> _DATA TO USE_
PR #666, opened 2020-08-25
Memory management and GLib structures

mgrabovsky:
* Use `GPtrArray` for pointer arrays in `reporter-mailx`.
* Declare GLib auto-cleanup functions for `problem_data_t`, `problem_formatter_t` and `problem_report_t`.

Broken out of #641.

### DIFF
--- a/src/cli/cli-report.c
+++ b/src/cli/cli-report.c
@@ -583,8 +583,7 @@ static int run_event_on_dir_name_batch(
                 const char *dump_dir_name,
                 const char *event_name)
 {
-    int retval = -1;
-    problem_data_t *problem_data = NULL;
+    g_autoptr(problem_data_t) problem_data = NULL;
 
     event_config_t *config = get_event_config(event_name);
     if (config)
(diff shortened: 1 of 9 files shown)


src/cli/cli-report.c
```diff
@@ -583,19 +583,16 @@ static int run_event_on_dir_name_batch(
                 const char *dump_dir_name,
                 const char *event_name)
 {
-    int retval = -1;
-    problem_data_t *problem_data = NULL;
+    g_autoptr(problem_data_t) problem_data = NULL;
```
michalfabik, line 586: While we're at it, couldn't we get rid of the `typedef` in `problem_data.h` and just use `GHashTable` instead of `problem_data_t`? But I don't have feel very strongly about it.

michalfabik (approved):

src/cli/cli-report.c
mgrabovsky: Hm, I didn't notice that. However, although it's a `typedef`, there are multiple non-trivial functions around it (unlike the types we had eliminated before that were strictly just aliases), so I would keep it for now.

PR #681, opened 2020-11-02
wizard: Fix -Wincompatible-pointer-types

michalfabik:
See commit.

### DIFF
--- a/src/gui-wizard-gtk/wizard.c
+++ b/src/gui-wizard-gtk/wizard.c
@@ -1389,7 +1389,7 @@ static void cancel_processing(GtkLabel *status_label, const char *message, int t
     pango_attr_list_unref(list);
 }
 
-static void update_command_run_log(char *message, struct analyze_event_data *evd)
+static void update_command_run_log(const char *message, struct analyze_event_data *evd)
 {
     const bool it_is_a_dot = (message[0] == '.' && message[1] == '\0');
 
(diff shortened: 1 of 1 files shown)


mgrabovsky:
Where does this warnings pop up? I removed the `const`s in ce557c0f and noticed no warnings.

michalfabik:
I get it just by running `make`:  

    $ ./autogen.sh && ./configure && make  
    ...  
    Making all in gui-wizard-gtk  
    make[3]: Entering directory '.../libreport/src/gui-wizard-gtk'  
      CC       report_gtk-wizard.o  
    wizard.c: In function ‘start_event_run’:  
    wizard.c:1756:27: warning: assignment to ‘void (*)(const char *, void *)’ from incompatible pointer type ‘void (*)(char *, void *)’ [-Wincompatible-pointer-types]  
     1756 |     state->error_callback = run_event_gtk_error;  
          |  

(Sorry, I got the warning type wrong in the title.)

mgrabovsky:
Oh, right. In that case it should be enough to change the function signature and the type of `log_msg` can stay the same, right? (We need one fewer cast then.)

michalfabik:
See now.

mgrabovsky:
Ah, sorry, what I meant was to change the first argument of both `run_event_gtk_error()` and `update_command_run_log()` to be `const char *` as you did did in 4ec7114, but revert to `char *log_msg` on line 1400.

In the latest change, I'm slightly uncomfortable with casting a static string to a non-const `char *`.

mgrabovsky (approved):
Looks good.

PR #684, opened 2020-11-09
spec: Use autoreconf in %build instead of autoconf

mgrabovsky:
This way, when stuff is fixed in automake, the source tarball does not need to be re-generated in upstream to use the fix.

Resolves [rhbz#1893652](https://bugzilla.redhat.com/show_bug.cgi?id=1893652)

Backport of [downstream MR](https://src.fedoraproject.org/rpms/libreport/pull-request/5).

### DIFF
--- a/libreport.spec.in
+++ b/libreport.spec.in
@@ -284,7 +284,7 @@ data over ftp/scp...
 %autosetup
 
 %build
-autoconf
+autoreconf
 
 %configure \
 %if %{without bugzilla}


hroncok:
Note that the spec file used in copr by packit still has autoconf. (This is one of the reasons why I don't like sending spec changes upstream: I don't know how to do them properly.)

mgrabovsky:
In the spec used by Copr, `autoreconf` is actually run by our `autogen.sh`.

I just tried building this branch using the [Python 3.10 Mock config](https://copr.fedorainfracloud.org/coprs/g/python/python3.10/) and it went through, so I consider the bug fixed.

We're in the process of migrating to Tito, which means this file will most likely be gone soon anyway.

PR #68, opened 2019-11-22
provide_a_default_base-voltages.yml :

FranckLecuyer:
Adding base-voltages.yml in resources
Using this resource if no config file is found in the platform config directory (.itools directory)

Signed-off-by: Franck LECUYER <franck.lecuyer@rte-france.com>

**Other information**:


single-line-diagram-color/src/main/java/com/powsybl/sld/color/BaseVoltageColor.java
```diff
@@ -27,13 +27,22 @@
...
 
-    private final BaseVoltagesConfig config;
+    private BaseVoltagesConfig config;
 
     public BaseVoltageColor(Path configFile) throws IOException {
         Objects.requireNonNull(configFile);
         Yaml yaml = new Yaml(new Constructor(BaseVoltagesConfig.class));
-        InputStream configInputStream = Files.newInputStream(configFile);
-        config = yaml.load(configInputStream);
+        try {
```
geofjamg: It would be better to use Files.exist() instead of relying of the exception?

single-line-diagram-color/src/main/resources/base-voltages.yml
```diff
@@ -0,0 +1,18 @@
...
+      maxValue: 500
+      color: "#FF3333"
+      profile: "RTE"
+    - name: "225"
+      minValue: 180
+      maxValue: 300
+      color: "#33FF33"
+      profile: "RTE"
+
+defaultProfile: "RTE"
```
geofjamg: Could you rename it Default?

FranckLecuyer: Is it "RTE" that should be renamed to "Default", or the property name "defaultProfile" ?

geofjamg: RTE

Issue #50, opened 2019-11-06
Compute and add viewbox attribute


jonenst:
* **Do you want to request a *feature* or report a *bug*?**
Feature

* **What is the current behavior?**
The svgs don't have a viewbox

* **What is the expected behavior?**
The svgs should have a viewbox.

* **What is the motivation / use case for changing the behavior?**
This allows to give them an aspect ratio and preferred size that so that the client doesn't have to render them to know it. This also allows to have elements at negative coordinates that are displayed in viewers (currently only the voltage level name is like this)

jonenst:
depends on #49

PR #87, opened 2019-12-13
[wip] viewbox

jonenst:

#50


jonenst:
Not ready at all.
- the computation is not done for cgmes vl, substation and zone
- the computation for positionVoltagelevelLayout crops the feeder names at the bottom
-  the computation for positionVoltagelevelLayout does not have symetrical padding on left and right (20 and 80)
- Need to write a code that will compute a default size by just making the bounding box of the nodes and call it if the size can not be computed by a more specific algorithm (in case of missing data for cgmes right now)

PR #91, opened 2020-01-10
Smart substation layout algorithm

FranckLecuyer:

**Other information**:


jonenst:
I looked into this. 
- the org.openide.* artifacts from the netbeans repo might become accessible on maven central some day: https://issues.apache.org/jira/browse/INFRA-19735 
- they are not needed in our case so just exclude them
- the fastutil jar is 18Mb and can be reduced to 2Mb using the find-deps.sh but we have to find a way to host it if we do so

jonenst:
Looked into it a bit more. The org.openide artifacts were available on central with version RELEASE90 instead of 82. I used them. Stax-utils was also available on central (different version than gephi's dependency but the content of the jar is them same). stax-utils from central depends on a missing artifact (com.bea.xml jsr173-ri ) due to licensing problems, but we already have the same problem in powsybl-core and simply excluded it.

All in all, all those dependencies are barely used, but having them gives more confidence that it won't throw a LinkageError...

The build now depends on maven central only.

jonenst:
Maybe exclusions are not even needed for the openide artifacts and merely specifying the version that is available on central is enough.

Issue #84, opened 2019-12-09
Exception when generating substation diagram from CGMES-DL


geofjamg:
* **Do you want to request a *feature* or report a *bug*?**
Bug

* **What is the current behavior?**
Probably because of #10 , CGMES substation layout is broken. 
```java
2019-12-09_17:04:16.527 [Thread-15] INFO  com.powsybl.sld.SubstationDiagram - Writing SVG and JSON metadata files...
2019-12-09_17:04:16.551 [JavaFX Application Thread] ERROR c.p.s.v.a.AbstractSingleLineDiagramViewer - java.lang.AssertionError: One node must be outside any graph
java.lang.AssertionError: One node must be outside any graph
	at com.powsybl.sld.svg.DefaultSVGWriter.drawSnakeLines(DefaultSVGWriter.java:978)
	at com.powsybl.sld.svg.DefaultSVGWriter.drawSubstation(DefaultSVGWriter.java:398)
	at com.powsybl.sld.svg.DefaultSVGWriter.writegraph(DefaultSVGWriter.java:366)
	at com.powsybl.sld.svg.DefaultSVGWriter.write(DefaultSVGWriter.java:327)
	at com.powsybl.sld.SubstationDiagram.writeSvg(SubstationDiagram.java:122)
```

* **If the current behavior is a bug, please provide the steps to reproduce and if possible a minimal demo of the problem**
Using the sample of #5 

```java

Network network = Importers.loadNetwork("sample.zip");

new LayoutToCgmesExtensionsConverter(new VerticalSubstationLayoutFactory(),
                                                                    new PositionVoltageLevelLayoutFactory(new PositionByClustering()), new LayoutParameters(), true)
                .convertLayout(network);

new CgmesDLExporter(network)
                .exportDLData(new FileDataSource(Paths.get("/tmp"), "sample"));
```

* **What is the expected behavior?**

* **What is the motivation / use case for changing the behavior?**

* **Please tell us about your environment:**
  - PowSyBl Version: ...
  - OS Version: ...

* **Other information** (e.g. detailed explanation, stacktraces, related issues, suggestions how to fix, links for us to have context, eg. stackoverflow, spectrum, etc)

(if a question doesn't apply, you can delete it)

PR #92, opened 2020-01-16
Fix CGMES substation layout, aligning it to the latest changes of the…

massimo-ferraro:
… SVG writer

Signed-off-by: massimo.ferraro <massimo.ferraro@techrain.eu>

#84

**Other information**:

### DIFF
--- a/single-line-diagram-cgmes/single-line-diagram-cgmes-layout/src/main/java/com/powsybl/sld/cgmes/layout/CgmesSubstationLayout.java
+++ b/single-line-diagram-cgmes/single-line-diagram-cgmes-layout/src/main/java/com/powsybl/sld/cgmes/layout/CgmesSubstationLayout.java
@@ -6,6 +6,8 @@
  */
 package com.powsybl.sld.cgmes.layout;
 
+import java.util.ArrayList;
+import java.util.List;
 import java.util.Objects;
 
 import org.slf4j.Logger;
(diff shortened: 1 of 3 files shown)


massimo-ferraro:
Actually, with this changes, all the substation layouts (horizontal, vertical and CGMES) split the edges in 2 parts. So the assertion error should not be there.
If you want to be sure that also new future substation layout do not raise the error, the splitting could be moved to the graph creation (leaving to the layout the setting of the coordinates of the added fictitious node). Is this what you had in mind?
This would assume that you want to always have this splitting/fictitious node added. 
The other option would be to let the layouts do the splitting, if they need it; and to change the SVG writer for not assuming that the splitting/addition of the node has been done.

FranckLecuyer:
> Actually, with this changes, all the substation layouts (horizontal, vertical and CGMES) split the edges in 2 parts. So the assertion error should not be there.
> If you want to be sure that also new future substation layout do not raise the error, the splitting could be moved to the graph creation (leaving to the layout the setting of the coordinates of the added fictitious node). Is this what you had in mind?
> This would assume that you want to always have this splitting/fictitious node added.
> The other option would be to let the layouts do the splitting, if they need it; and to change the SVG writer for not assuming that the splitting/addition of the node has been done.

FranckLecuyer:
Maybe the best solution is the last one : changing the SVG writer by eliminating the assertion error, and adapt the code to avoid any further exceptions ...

---

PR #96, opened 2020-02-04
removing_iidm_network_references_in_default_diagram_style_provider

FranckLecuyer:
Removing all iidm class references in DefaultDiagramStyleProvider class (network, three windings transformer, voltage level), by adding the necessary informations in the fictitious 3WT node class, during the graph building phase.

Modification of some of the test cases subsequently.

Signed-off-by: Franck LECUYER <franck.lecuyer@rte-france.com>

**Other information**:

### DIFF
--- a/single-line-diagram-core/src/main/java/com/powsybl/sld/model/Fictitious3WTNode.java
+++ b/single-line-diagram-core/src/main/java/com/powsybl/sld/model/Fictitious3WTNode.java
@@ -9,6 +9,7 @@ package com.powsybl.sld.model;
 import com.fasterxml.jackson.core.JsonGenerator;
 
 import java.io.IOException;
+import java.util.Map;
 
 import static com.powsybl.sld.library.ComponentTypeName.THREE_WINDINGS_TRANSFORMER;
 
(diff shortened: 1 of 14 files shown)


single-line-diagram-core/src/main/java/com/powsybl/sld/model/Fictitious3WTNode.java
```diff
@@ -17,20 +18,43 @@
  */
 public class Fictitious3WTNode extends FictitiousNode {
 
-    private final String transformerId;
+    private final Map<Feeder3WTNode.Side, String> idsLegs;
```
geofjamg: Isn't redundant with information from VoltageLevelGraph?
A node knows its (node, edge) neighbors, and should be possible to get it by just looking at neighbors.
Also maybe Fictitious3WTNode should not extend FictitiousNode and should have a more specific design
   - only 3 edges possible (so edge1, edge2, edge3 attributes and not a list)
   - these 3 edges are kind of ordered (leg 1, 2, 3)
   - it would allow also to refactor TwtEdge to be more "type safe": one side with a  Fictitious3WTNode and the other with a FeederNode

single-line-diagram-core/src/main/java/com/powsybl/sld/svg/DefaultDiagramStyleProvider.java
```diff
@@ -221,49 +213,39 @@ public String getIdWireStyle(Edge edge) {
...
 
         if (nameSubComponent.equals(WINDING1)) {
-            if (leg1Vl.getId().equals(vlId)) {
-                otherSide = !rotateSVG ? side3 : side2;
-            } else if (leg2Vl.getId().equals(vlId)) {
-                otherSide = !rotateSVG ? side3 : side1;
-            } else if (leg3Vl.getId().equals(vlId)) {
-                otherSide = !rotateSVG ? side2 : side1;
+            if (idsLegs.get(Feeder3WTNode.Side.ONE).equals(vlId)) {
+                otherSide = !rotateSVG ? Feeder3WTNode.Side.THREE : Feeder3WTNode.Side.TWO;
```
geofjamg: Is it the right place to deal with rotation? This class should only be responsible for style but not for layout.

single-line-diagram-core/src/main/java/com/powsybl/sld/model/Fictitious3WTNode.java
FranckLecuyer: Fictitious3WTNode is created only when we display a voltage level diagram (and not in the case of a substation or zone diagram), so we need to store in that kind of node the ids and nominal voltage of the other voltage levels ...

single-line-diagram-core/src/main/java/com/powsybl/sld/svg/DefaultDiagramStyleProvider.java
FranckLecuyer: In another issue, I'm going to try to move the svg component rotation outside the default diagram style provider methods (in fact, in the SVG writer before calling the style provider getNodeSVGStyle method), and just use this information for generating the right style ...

> _DESCRIPTION OF THE TASK_
Count each line of the data where the word "horizontal" appears, then reply with the total only.

> _RESPONSE FOR THIS EXERCISE_
2